WORK ORDER
Extract, from the records beneath this instruction, each line that contains the word "with".

━━━ DATA ━━━

PR #1925, opened 2025-03-14
Include PLATFORM define for older NDK support

dimensionscape:
Hxcpp needs the PLATFORM define for older ndks that require the gcc toolchain. We initially removed it since Lime potentially was going to have a minimum requirement of android sdk 28 due to openal soft version 1.20.1, however, this was solved by upgrading to 1.21.1 which presented no further conflicts with sdk 21. 

To simply things, we just provide both defines for now.

### DIFF
--- a/tools/platforms/AndroidPlatform.hx
+++ b/tools/platforms/AndroidPlatform.hx
@@ -162,8 +162,9 @@ class AndroidPlatform extends PlatformTarget
 		for (architecture in architectures)
 		{
 			var minSDKVer = project.config.getInt("android.minimum-sdk-version", 21);
-			var haxeParams = [hxml, "-D", "android", "-D", 'PLATFORM_NUMBER=$minSDKVer'];
-			var cppParams = ["-Dandroid", '-DPLATFORM_NUMBER=$minSDKVer'];
+			//PLATFORM define needed for older ndk and gcc toolchain
+			var haxeParams = [hxml, "-D", "android", "-D", 'PLATFORM_NUMBER=$minSDKVer', "-D", 'PLATFORM=$minSDKVer'];
+			var cppParams = ["-Dandroid", '-DPLATFORM_NUMBER=$minSDKVer', '-DPLATFORM=$minSDKVer'];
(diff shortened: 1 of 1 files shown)


tobil4sk:
We mainly need `PLATFORM_NUMBER` for hxcpp 4.3.2, where it became configurable however min sdk 21 wasn't set by default yet for 32 bit architectures.

This may actually be useful to go in `develop`, as it may solve some issues building on android and prevent people having to resort to git hxcpp. Disabling 32 bit builds by default may also help even further even for older versions of hxcpp.

Also note, that at least for builds with openal-soft, you can't build lime with [an ndk older than 20](https://github.com/openfl/lime/commit/f5a24dc40aeb23981fff35997089787826178939), so `PLATFORM` would never be read in that case. I guess it's possible that builds with mojoal might still work with older ndks but I haven't tested.

tobil4sk:
> We mainly need PLATFORM_NUMBER for hxcpp 4.3.2

It turns out I had confused myself, 4.3.2 does not include the change so `PLATFORM_NUMBER` does nothing unless using git hxcpp, where the min sdk is already set to 21 currently. This means we can't really do anything to fix things with hxcpp 4.3.2.

tobil4sk:
I've tested with some older ndks (in particular, I was successful with r15 and r17). I had to make some modifications to hxcpp, but I was able to get them compiling when using `-Dmojoal`, so if we want to continue supporting that then this change makes sense.

tobil4sk (approved):

player-03:
> To simply things, we just provide both defines for now.

But what actually happened is we forgot about it, and no one seems to have complained. I don't know, still sounds like a bug worth fixing, but with Google becoming more and more strict, there are probably fewer and fewer people who care about old NDKs.

tobil4sk:
> But what actually happened is we forgot about it, and no one seems to have complained.

Note, this was on the 8.3.0 branch until now, which might mean fewer users interacted with it.

I think it is best to merge this unless we explicitly disallow ndks older than 19 from being used for lime projects.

━━━

RESPONSE
Hxcpp needs the PLATFORM define for older ndks that require the gcc toolchain. We initially removed it since Lime potentially was going to have a minimum requirement of android sdk 28 due to openal soft version 1.20.1, however, this was solved by upgrading to 1.21.1 which presented no further conflicts with sdk 21. 
Also note, that at least for builds with openal-soft, you can't build lime with [an ndk older than 20](https://github.com/openfl/lime/commit/f5a24dc40aeb23981fff35997089787826178939), so `PLATFORM` would never be read in that case. I guess it's possible that builds with mojoal might still work with older ndks but I haven't tested.
It turns out I had confused myself, 4.3.2 does not include the change so `PLATFORM_NUMBER` does nothing unless using git hxcpp, where the min sdk is already set to 21 currently. This means we can't really do anything to fix things with hxcpp 4.3.2.
I've tested with some older ndks (in particular, I was successful with r15 and r17). I had to make some modifications to hxcpp, but I was able to get them compiling when using `-Dmojoal`, so if we want to continue supporting that then this change makes sense.
But what actually happened is we forgot about it, and no one seems to have complained. I don't know, still sounds like a bug worth fixing, but with Google becoming more and more strict, there are probably fewer and fewer people who care about old NDKs.
Note, this was on the 8.3.0 branch until now, which might mean fewer users interacted with it.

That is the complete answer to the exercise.